Dalam dunia pendidikan yang
terus berkembang, filsuf asal Brasil Paulo Freire menawarkan perspektif
revolusioner yang tetap relevan hingga hari ini. Salah satu kutipan
terkenalnya, “Pendidikan sejati bukanlah mengisi ember kosong, melainkan
menyalakan api kesadaran,” menggugah kita untuk merenungkan kembali esensi
dari proses belajar-mengajar. Ucapan ini bukan hanya sekadar metafora,
melainkan pernyataan filosofis yang menantang sistem pendidikan yang
mekanistik dan satu arah. Freire mengajak pendidik dan peserta didik
untuk bergerak dari pola “deposito pengetahuan” menuju proses dialogis yang
membebaskan, mencerdaskan, dan membangkitkan kesadaran kritis.
Makna utama dari kutipan
tersebut terletak pada kritik Freire terhadap model pendidikan tradisional yang
ia sebut sebagai “pendidikan gaya bank”. Dalam model ini, peserta didik
dianggap sebagai wadah kosong yang harus diisi oleh guru dengan informasi.

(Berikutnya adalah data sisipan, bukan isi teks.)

PR #1081, opened 2020-04-16
setOptions uses forceUpdate so initialization is sync

domarmstrong:
This PR changes the initialisation to run sync via forceUpdate rather than async with update. The initial async update causes problems in test suites as the promise is not returned so you have to wait somehow, although there doesn't seem to be a need for this behaviour as far as I can tell.

This is a change in behaviour as setOptions update is not debounced although this seems fine to me as you should not be calling setOptions repeatedly as you might with update. The return type of setOptions is still a promise, but this should be removed in the future.
This also changes the behaviour, even remove the need of onFirstUpdate.

I've added a cancel method to the debounced update function, currently if you had called update and then forceUpdate it would run forceUpdate twice, which isn't needed. It may also be possible to get rid of the isDestroyed flag and call `instance.update.cancel` in destroy instead.

### DIFF
--- a/src/__snapshots__/index.test.js.snap
+++ b/src/__snapshots__/index.test.js.snap
@@ -19,6 +19,21 @@ Object {
     },
     "orderedModifiers": Array [],
     "placement": "bottom",
+    "rects": Object {
+      "popper": Object {
+        "height": 0,
+        "width": 0,
+        "x": 0,
+        "y": 0,
+      },
+      "reference": Object {
+        "height": 0,
+        "width": 0,
+        "x": 0,
+        "y": 0,
+      },
+    },
+    "reset": false,
     "scrollParents": Object {
       "popper": Array [
         [Window],
--- a/src/index.js
+++ b/src/index.js
@@ -155,7 +155,10 @@ export function popperGenerator(generatorOptions: PopperGeneratorArgs = {}) {
 
         runModifierEffects();
 
-        return instance.update();
+        instance.forceUpdate();
+        // @deprecated, the promise return type is for api compatibility and
+        // will be removed in the future
+        return Promise.resolve(state);
       },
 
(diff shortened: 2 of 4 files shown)


atomiks:
I used this in v1 and v2:

Jest `setup.js`
```js
jest.useFakeTimers();

window.promise = require('promise'); // uses macrotask timers (`setTimeout`)
```

domarmstrong:
The point is, I don't think people should need to work around it, there doesn't seem to be any benefit to having this async debouncing on setOptions

atomiks:
I am not sure exactly, it's very micro-optimization to let the browser paint maybe (like `useEffect` vs `useLayoutEffect`)? But I think @FezVrasta knows more about it. I originally wanted to make it sync myself:

https://github.com/popperjs/popper-core/pull/952

domarmstrong:
The problem is its a leaky effect, if you are testing higher level components you need to start waiting for the implementation detail of a lower level component. That is a bit ugly where you then have comments explaining why you are doing this work around in several places. If we are talking micro optimisation, is it worth it for the complexity? Maybe it could be an opt in or opt out feature? In the example of react-popper it isn't doing anything with the returned promise just ignoring it, which is the same issue so it would probably prefer to opt out https://github.com/popperjs/react-popper/blob/master/src/usePopper.js#L127. I would suggest making it off by default and an opt in feature.

FezVrasta:
It's a micro optimization, but every little bit matters for libraries like this, where consumers need to call the library methods during scroll events and such.

Test ergonomics have a lower precedence to me, so I'll close this for now. Also because I don't want to break the API even if just subtly.

Thanks for the PR and I'm sorry if you wasted time, it's better do open an issue to discuss this kind of changes before, to avoid this kind of situations.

Pendekatan ini menciptakan relasi yang timpang, di mana guru menjadi subjek
yang aktif dan peserta didik hanya sebagai objek pasif. Freire menolak
pandangan ini dan menekankan bahwa pendidikan haruslah proses timbal balik yang
membangkitkan kesadaran, bukan sekadar transmisi pengetahuan. Tujuan pendidikan
bukan membuat peserta didik patuh dan hafal, tetapi membentuk individu yang
mampu berpikir kritis, memahami realitas, dan mengubahnya.
Ketika Freire menyebut “menyalakan
api kesadaran”, ia merujuk pada kesadaran kritis, kemampuan untuk memahami
realitas sosial secara mendalam dan bertindak untuk mengubahnya. Api kesadaran
ini tidak hanya menerangi pikiran, tetapi juga menghangatkan hati dan membangkitkan
keberanian moral. Pendidikan semacam ini tidak hanya mengajar tentang dunia,
tetapi juga mengajak peserta didik untuk bertanya: “Mengapa dunia seperti ini?
Apa yang bisa saya lakukan untuk menjadikannya lebih adil?.”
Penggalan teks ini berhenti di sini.